Once a vibrant means to bring various changes from a reference listed drug (RLD) to market, the ANDA suitability petition seems to have become the bottom of the totem pole, the last one in line, or a member of the forgotten world.  As outlined under section 505(j)(2)(C) of the Federal Food Drug and Cosmetic Act, the ANDA suitability petition is a vehicle for making one of four permitted changes to an RLD, if the Agency determines that the proposed change does not raise any additional question of safety or efficacy.

The 4 changes are as follows:

  1. Change in dosage form (e.g., change from tablet to capsule)
  2. Change in strength
  3. Change in route of administration (Congress permitted this type of change but, since the passage of Hatch-Waxman and the advent of the petition process, FDA has not approved this type of change to date because it almost always raises some question of safety or efficacy.)
  4. Change of active ingredient (This seem to go against what an ANDA is, but there are qualifiers on what types of changes can be made in order to use a different ingredient. The product must be a combination product and the changed ingredient must be of the same pharmacological class and have a known equipotent dose relationship (e.g., aspirin for acetaminophen [1:1], Codeine to hydrocodone [6:1], etc.).

However, this blog is not intended to be a primer on the petition process, but to point out that the wheels of progress at FDA with regards to acting on these petitions (which, by the way, have a statutory requirement to be responded to within 90 days of receipt) has ground to an almost dead stop.  We can’t even tell you how many petitions have been received in all of 2015 or 2016 or in part of 2017, because the last time the petition list (here) was updated was sometime in July 2015 (although the website says the last time it was updated was August 2014).  We know that is not true because there are 9 ANDA suitability petitions listed for 2015.

There was a time when the lists were kept up-to-date and were accurate, and we could tell how many petitions had been submitted or acted on (approved, denied, or withdrawn).  Because the lists have not been updated in such a long time, we have no idea how many have been acted on in any of the last three years, nor do we have a handle on the number that have been submitted over the last 2-3 years.  I can tell you that Lachman Consultants did receive 2 petition approvals in 2016 for petitions that were filed in March 2007.  That action was a bit longer that the 90-day statutory limit – by just over 9 years.

Clearly, a firm’s planning for product development for petition products is tenuous at best.  Because of the uncertainty in petition action timelines, many firms have abandoned the ANDA suitability petition process and opted to submit 505(b)(2) ANDAs for the types of changes that were clearly contemplated by the petition process.  This only serves to overload the new drug review divisions for products for which there are no additional safety or efficacy concerns, and for which ANDAs could likely have been submitted if a firm had submitted a petition.  However, if you look at it through the eyes of the Office of Generic Drugs (OGD), one might think that anything that diverts workload from OGD will be helpful at this time of significantly increased ANDA submissions.

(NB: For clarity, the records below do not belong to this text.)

PR #3525, opened 2017-11-21
Give position to symbols when unpickling

smarter:
I started working on this to fix a crash when compiling the collection-strawman contrib tests. I minimized it to `anonBridge.scala` (in the collection-strawman, unpickling happened because of `inline def`, here the test is in `from-tasty` so it will be compiled from an unpickled tree). Eventually, I would also like to use the unpickled symbol positions in the IDE, but this will require more work. (Right now, going from an arbitrary Position to a SourcePosition is annoying, it requires creating a SourceFile which requires converting the source file content to an array of bytes).

### DIFF
--- a/compiler/src/dotty/tools/dotc/config/ScalaSettings.scala
+++ b/compiler/src/dotty/tools/dotc/config/ScalaSettings.scala
@@ -96,6 +96,7 @@ class ScalaSettings extends Settings.SettingGroup {
   val YdetailedStats = BooleanSetting("-Ydetailed-stats", "show detailed internal compiler stats (needs Stats.enabled to be set to true).")
   val Yheartbeat = BooleanSetting("-Ydetailed-stats", "show heartbeat stack trace of compiler operations (needs Stats.enabled to be set to true).")
   val YprintPos = BooleanSetting("-Yprint-pos", "show tree positions.")
+  val YprintPosSyms = BooleanSetting("-Yprint-pos-syms", "show symbol definitions positions.")
   val YnoDeepSubtypes = BooleanSetting("-Yno-deep-subtypes", "throw an exception on deep subtyping call stacks.")
   val YnoPatmatOpt = BooleanSetting("-Yno-patmat-opt", "disable all pattern matching optimizations.")
   val YplainPrinter = BooleanSetting("-Yplain-printer", "Pretty-print using a plain printer.")
--- a/compiler/src/dotty/tools/dotc/core/Symbols.scala
+++ b/compiler/src/dotty/tools/dotc/core/Symbols.scala
@@ -288,7 +288,7 @@ trait Symbols { this: Context =>
     val tparamBuf = new mutable.ListBuffer[TypeSymbol]
     val trefBuf = new mutable.ListBuffer[TypeRef]
     for (name <- names) {
-      val tparam = newNakedSymbol[TypeName](NoCoord)
+      val tparam = newNakedSymbol[TypeName](owner.coord)
       tparamBuf += tparam
       trefBuf += TypeRef(owner.thisType, tparam)
     }
--- a/compiler/src/dotty/tools/dotc/core/Symbols.scala
+++ b/compiler/src/dotty/tools/dotc/core/Symbols.scala
@@ -443,10 +443,11 @@ object Symbols {
       if (lastDenot == null) NoRunId else lastDenot.validFor.runId
 
     /** Does this symbol come from a currently compiled source file? */
-    final def isDefinedInCurrentRun(implicit ctx: Context): Boolean = {
-      // FIXME: broken now now that symbols unpickled from TASTY have a position
-      pos.exists && defRunId == ctx.runId
-    }
+    final def isDefinedInCurrentRun(implicit ctx: Context): Boolean =
+      pos.exists && defRunId == ctx.runId && {
+        val file = associatedFile
+        file != null && ctx.runInfo.files.contains(file)
+      }
 
     /** Is symbol valid in current run? */
     final def isValidInCurrentRun(implicit ctx: Context): Boolean =
@@ -540,7 +541,7 @@ object Symbols {
      *  Overridden in ClassSymbol
      */
     def associatedFile(implicit ctx: Context): AbstractFile =
-      denot.topLevelClass.symbol.associatedFile
+      if (lastDenot == null) null else lastDenot.topLevelClass.symbol.associatedFile
 
     /** The class file from which this class was generated, null if not applicable. */
     final def binaryFile(implicit ctx: Context): AbstractFile = {
--- a/compiler/src/dotty/tools/dotc/core/Symbols.scala
+++ b/compiler/src/dotty/tools/dotc/core/Symbols.scala
@@ -130,8 +130,8 @@ trait Symbols { this: Context =>
     newClassSymbol(owner, name, flags, completer, privateWithin, coord, assocFile)
   }
 
-  def newRefinedClassSymbol = newCompleteClassSymbol(
-    ctx.owner, tpnme.REFINE_CLASS, NonMember, parents = Nil)
+  def newRefinedClassSymbol(coord: Coord = NoCoord) =
+    newCompleteClassSymbol(ctx.owner, tpnme.REFINE_CLASS, NonMember, parents = Nil, coord = coord)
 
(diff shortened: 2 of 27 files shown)


smarter:
test performance please

compiler/src/dotty/tools/dotc/config/ScalaSettings.scala
```diff
@@ -93,6 +93,7 @@ class ScalaSettings extends Settings.SettingGroup {
   val YdetailedStats = BooleanSetting("-Ydetailed-stats", "show detailed internal compiler stats (needs Stats.enabled to be set to true).")
   val Yheartbeat = BooleanSetting("-Ydetailed-stats", "show heartbeat stack trace of compiler operations (needs Stats.enabled to be set to true).")
   val Yprintpos = BooleanSetting("-Yprintpos", "show tree positions.")
+  val YprintposSyms = BooleanSetting("-Yprintpos-syms", "show symbol definitions positions.")
```
odersky: Since `-Yprintpos` is about to change to `Yprint-pos`, I guess we also need an additional hypen here: `-Yprint-pos-syms`.

compiler/src/dotty/tools/dotc/core/Symbols.scala
```diff
@@ -437,7 +437,7 @@ object Symbols {
 
     /** Does this symbol come from a currently compiled source file? */
     final def isDefinedInCurrentRun(implicit ctx: Context): Boolean = {
-      pos.exists && defRunId == ctx.runId
+      pos.exists && defRunId == ctx.runId && sourceFile == ctx.source.file
```
odersky: That's not the right condition anymore. See for instance how it is used in `checkNoConflict`. We want to flag top-level definitions in other source files if they clash with a definition in the current source file.

odersky: We could probably use as third criterion:

     { val file = assocatedFile
       file != null && !file.path.endsWith(".class")
     }

compiler/src/dotty/tools/dotc/parsing/Parsers.scala
```diff
@@ -1155,7 +1155,8 @@ object Parsers {
         t
     }
 
-    def ascription(t: Tree, location: Location.Value) = atPos(startOffset(t), in.skipToken()) {
+    def ascription(t: Tree, location: Location.Value) = atPos(startOffset(t)) {
+      in.skipToken()
```
odersky: Why the change? The previous implementation would place the `^` under the `:` of an ascription, which seems to be what we want, no?

compiler/src/dotty/tools/dotc/transform/ExpandPrivate.scala
```diff
@@ -90,8 +90,8 @@ class ExpandPrivate extends MiniPhase with IdentityDenotTransformer { thisPhase
       }
 
       assert(d.symbol.sourceFile != null &&
-             isSimilar(d.symbol.sourceFile.path, ctx.source.file.path),
-          s"private ${d.symbol.showLocated} in ${d.symbol.sourceFile} accessed from ${ctx.owner.showLocated} in ${ctx.source.file}")
+             isSimilar(d.symbol.sourceFile.path, ctx.owner.sourceFile.path),
+          s"private ${d.symbol.showLocated} in ${d.symbol.sourceFile} accessed from ${ctx.owner.showLocated} in ${ctx.owner.sourceFile}")
```
odersky: When would this make a difference?

compiler/src/dotty/tools/dotc/config/ScalaSettings.scala
smarter: Sure, in which PR is Yprintpos changed to Yprint-pos ?

compiler/src/dotty/tools/dotc/core/Symbols.scala
smarter: Hmm that's tricky because associatedFile forces things, I'll give it a try.

compiler/src/dotty/tools/dotc/parsing/Parsers.scala
smarter: In all other cases, the point is under the first letter of the name of the definition (e.g. for `def foo: Int = 1` the point is under `f`). This change means that I can always use the point of the definition tree to set the symbol position.

compiler/src/dotty/tools/dotc/transform/ExpandPrivate.scala
smarter: When unpickling from tasty, `ctx.source.file` will be "Foo.class" whereas `ctx.owner.sourceFile` will be the source file name found in the `SourceFile` annotation of the tasty tree.

smarter:
@odersky There's another difficulty with `isDefinedInCurrentRun` If we're compiling from TASTY then `associatedFile` may very well end with `.class` but `isDefinedInCurrentRun` should return true. The only solution I see here is doing a check like `ctx.runInfo.units.contains(associatedFile)`, but that requires adding `units` to `RunInfo` (currently it's only in `Run` which isn't accessible from `Context`), what do you think?

smarter:
Alternative proposal to make `isDefinedInCurrentRun` easy to define: track whether a symbol comes from a compilation unit when the symbol is created. This could be done by giving a special meaning to one bit of the `Coord` class

smarter:
test performance please

smarter:
@odersky Could you review the last commit please?

smarter:
Ping for review of the last commit

odersky:
I am worried that this seems to cause a slowdown of 6% for Dotty itself. What could be the cause of this?

odersky:
Last commit LGTM, but it would be good to drill down on the performance issue.

smarter:
test performance please

odersky:
I am still not convinced this is the right thing to do. We add a lot more positions to Tasty files which makes them larger. Symbols get larger too. It seems this has a significant performance implications. So what exactly are we trying to solve here? Can't this be obtained more cheaply? 

If it's just the inlining, it would be easy to fix with an additional pass when we create the Inline Body annotation.

smarter:
> We add a lot more positions to Tasty files which makes them larger.

Not at all! The positions of symbols are derived from the position of trees, so we're not storing anything more.

>  Symbols get larger too.

I don't see how, symbols already had a `coord` field. It's just that for many of them it was set to `NoCoord` previously.

>  It seems this has a significant performance implications.

I think the benchmark result was a fluke, we'll see. If there are performance issues I'll fix them.

> So what exactly are we trying to solve here?

Unpickled trees should be as close to their pre-pickling state as possible. This reduces the number of surprises when compiling from tasty since we're using the same code paths than when compiling from sources. Positions for symbols may also allow for better error messages, and could be used in the IDE to reduce the number of tree traversals done for operations such as jump-to-definition (the current PR doesn't do this because it's not trivial).

smarter:
Hmm it looks like we have no new benchmarks recorded for master since 20/11 (see http://dotty-bench.epfl.ch), so it's difficult to measure the effect of this PR. Ping @liufengyun

smarter:
test performance please: f92f278 6d5c226

smarter:
Oops, used the wrong syntax to test multiple commits, trying again...

smarter:
test performance please 7848ef6 6b19932

smarter:
@liufengyun Looks like testing multiple commits doesn't work anymore, or did I get the syntax wrong?

liufengyun:
You need a comma after the please.

Le 6 déc. 2017 19:43, "Guillaume Martres" <notifications@github.com> a
écrit :

odersky:
OK, I see the rationale now, and it seems performance implications are smaller than first feared. So I am OK to get this in. But maybe finish the performance evaluation first.

smarter:
test performance please; 18767e0d 6b19932

liufengyun:
@smarter Sorry, it's colon instead semicolon, I've a little problem with the punctuation names.

smarter:
I tried using colon in https://github.com/lampepfl/dotty/pull/3525#issuecomment-349654481 but it didn't seem to work either ?

liufengyun:
Let's try a new curve and see:

retest performance please: 18767e0d 6b19932

liufengyun:
retest performance please: 18767e0d 6b19932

I understand that original ANDAs that can be approved as therapeutically equivalent, and therefore, aid in reducing healthcare costs might be more important to some, but the ANDA suitability petition process was part of the great compromise of the Drug Price Competition and Patent Term Restoration Act of 1984.  Thus, shouldn’t it also receive some prominence in the overall scheme of drug development?  I think it is an important tool in making safe and effective drugs available, many times in a different form (e.g., a capsule where a patient cannot swallow a tablet, or a different strength where the total number of tablets that need to be taken could be reduced or an intermediate strength that might keep elderly patients from having to break tablets in half) for the benefit of the American public.